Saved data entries
Issue #5, opened 2014-09-18
Enterprise-specific Values


parkr:
Hey @benbalter! 

So for things like `hostname`, how would you like this program to fetch those? `ENV` vars? Hypothetically we can write in `enterprise? ? 'ghe.io' : 'github.com'` but that doesn't give very much flexibility.

The variables that are custom based on the env are:

- `hostname`
- `pages_hostname`
- `api_url`
- `environment`

How do you want this public code to handle that stuff?

parkr:
Falling back to Octokit configuration for this kind of thing.

PR #10, opened 2015-06-15
Allow pages values to be overwritable

parkr:
Support GitHub Enterprise.

/cc #5 @benbalter


parkr:
@benbalter any thoughts?

benbalter:
What do you think about using/mirroring [the Octokit env vars](https://github.com/octokit/octokit.rb#using-env-variables)?

parkr:
> What do you think about using/mirroring the Octokit env vars?

A much easier route! Think they'll always be the same? If so, we can just delegate to Octokit.

parkr:
@benbalter Updated ^^

PR #17, opened 2015-09-03
Shut off auto_paginate

### LINKED ISSUE #16: Public Repos (and other collections) only have first 30 results?
In my markdown files, I am trying to display the names of all public repositories for a particular organization, but it appears that the collection values available in `site.github` only contain 30 entries (likely based on the API's spec that says it [by default] only returns 30).

    {% for repository in site.github.public_repositories %}
            <li>{{ repository.full_name }}</li>
    {% endfor %}

Is there anyway to access more than 30? Or what is the common approach for paginating these results? Is it something I do in Liquid or do I need to write some Ruby, etc.?

I am having a hard time finding information about this because "paginating" already has some relevance as Jekyll feature.

Thanks

parkr:
_Should_ fix #16 if I remember correctly.

### DIFF
--- a/lib/jekyll-github-metadata/client.rb
+++ b/lib/jekyll-github-metadata/client.rb
@@ -22,7 +22,7 @@ module Jekyll
           Jekyll.logger.warn "GitHubMetadata:", "No GitHub API authentication could be found." +
             " Some fields may be missing or have incorrect data."
         end
-        Octokit::Client.new(options)
+        Octokit::Client.new({:auto_paginate => false}.merge(options))
       end
 
       def method_missing(meth, *args, &block)


jarrodparkes:
Should auto_paginate be set to true?

...(from <a href="https://github.com/octokit/octokit.rb" target="_blank">docs</a>)

For smallish resource lists, Octokit provides auto pagination. When this is **enabled**, calls for paginated resources will fetch and concatenate the results from every page into a single array:

    Octokit.auto_paginate = true
    issues = Octokit.issues 'rails/rails'
    issues.length

parkr:
@jarrodparkes That must be it!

Problem description
The records above need copying. Do it exactly.

Output for this task
Issue #5, opened 2014-09-18
Enterprise-specific Values


parkr:
Hey @benbalter! 

So for things like `hostname`, how would you like this program to fetch those? `ENV` vars? Hypothetically we can write in `enterprise? ? 'ghe.io' : 'github.com'` but that doesn't give very much flexibility.

The variables that are custom based on the env are:

- `hostname`
- `pages_hostname`
- `api_url`
- `environment`

How do you want this public code to handle that stuff?

parkr:
Falling back to Octokit configuration for this kind of thing.

PR #10, opened 2015-06-15
Allow pages values to be overwritable

parkr:
Support GitHub Enterprise.

/cc #5 @benbalter


parkr:
@benbalter any thoughts?

benbalter:
What do you think about using/mirroring [the Octokit env vars](https://github.com/octokit/octokit.rb#using-env-variables)?

parkr:
> What do you think about using/mirroring the Octokit env vars?

A much easier route! Think they'll always be the same? If so, we can just delegate to Octokit.

parkr:
@benbalter Updated ^^

PR #17, opened 2015-09-03
Shut off auto_paginate

### LINKED ISSUE #16: Public Repos (and other collections) only have first 30 results?
In my markdown files, I am trying to display the names of all public repositories for a particular organization, but it appears that the collection values available in `site.github` only contain 30 entries (likely based on the API's spec that says it [by default] only returns 30).

    {% for repository in site.github.public_repositories %}
            <li>{{ repository.full_name }}</li>
    {% endfor %}

Is there anyway to access more than 30? Or what is the common approach for paginating these results? Is it something I do in Liquid or do I need to write some Ruby, etc.?

I am having a hard time finding information about this because "paginating" already has some relevance as Jekyll feature.

Thanks

parkr:
_Should_ fix #16 if I remember correctly.

### DIFF
--- a/lib/jekyll-github-metadata/client.rb
+++ b/lib/jekyll-github-metadata/client.rb
@@ -22,7 +22,7 @@ module Jekyll
           Jekyll.logger.warn "GitHubMetadata:", "No GitHub API authentication could be found." +
             " Some fields may be missing or have incorrect data."
         end
-        Octokit::Client.new(options)
+        Octokit::Client.new({:auto_paginate => false}.merge(options))
       end
 
       def method_missing(meth, *args, &block)


jarrodparkes:
Should auto_paginate be set to true?

...(from <a href="https://github.com/octokit/octokit.rb" target="_blank">docs</a>)

For smallish resource lists, Octokit provides auto pagination. When this is **enabled**, calls for paginated resources will fetch and concatenate the results from every page into a single array:

    Octokit.auto_paginate = true
    issues = Octokit.issues 'rails/rails'
    issues.length

parkr:
@jarrodparkes That must be it!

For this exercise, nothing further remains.